Issue #630, opened 2020-02-15
Cursor does not have a sequence `attackmove-blocked`


pgwipeout:
OpenRA engine version playtest-20200118
Red Alert 2 mod version {DEV_VERSION}
on map 3a94af24afc3d43b59eecdff309bbe44c5047644 (Pitch Point by Westwood Studios).
Date: 2020-02-15 23:01:25Z
Operating System: Windows (Microsoft Windows NT 6.2.9200.0)
Runtime Version: .NET CLR 4.0.30319.42000
Exception of type `System.InvalidOperationException`: Cursor does not have a sequence `attackmove-blocked`
   at OpenRA.Graphics.CursorProvider.GetCursorSequence(String cursor)
   at OpenRA.Graphics.SoftwareCursor.Render(Renderer renderer)
   at OpenRA.Game.RenderTick()
   at OpenRA.Game.Loop()
   at OpenRA.Game.Run()
   at OpenRA.Game.InitializeAndRun(String[] args)
   at OpenRA.Program.Main(String[] args)

PR #631, opened 2020-02-16
Added the attackmove-blocked cursor

Mailaender:
Closed https://github.com/OpenRA/ra2/issues/630.

### DIFF
--- a/mods/ra2/cursors.yaml
+++ b/mods/ra2/cursors.yaml
@@ -292,3 +292,8 @@ Cursors:
 			Length: 9
 		assaultmove-minimap:
 			Start: 9
+		assaultmove-blocked: # TODO
+			Start: 0
+			Length: 9
+		assaultmove-blocked-minimap: # TODO
+			Start: 9
--- a/mods/ra2/cursors.yaml
+++ b/mods/ra2/cursors.yaml
@@ -61,6 +61,8 @@ Cursors:
 		attackmove:
 			Start: 404
 			Length: 9
+		attackmove-blocked:
+			Start: 384
 		attack-minimap:
 			Start: 63
 			Length: 5


MustaphaTR:
What about `assaultmove-blocked`?

Mailaender:
Added.

mods/ra2/cursors.yaml
```diff
@@ -290,3 +292,6 @@ Cursors:
 			Length: 9
 		assaultmove-minimap:
 			Start: 9
+	mouse.shp: mouse
```
abcdefg30: Why did you create a new section for this but didn't add it to the first `mouse.shp` section?

Mailaender: To keep the cursors next to each other.

abcdefg30: Can you please move it into the first section? On IRC we weren't quite sure if (ab)using the yaml merger in this way doesn't have any side effects. Keeping them separated will also be a potential bug source if anyone ever was to change the first section (not expecting it to be defined a second time).

Mailaender: It would be pretty terrible if the yaml merger couldn't resolve this. There are unit tests in place https://github.com/OpenRA/OpenRA/blob/bleed/OpenRA.Test/OpenRA.Game/MiniYamlTest.cs to check for problems.

pgwipeout:
I just triggered this crash again.
Any word on getting this fix merged?

Mailaender:
Updated this to also include the minimap variants.

sorcerer86pt:
@pgwipeout Hi, can you describe what actions did you do to trigger this?

pgwipeout:
@sorcerer86pt I use the attack move hotkey a lot.
Usually it triggers if I hit the hotkey while over fog of war, I imagine it's because the cursor is over terrain that is impassible. But due to it being over fog, I can't tell you exactly where or why.
Also the crash is instantaneous, so I don't get a chance to observe the screen at the time of death.

sorcerer86pt:
Base Profile Screenshot 2020 03 19 - 13 39 36 86
Base Profile Screenshot 2020 03 19 - 13 39 57 47
Base Profile Screenshot 2020 03 19 - 13 40 04 82

Tested like @pgwipeout  mentioned, using an island map, and using GIs. Tried to launch attack move on not passable terrain to them, due to passing through water. And tried to do the same using the minimap. No crash. Also the cursor changed accordingly.

Issue #576, opened 2019-08-03
Low Power voice notifications are way too frequent.


ShikiSuen:
In original RA2 and YR, when your base goes insufficient power, there is only one voice notification of "low power" until your power becomes sufficient.

In current RA2 mod for OpenRA, every 5 seconds comes one voice notification of "low power". This is not friendly to those people who have anxiety disorder.

PR #633, opened 2020-02-16
Fixed the low power notification spam

Mailaender:
Closes https://github.com/OpenRA/ra2/issues/576.


ShikiSuen:
Finally. Thanks for the fix.

Issue #557, opened 2019-04-14
[Enhancement] Apply RA2 bubble effect in chronoshift


sorcerer86pt:
It's just a visual enhancement. At the moment, chronoshift just teleport the units in the area. In RA2 it had that double bubble animation (creating a energy bubble in the units, then another at the destination spot, while teleporting the units).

**PROBLEM TO WORK ON:**
Copy out all the lines of the records that include "String".

**OUTPUT OF THE EXERCISE:**
   at OpenRA.Graphics.CursorProvider.GetCursorSequence(String cursor)
   at OpenRA.Game.InitializeAndRun(String[] args)
   at OpenRA.Program.Main(String[] args)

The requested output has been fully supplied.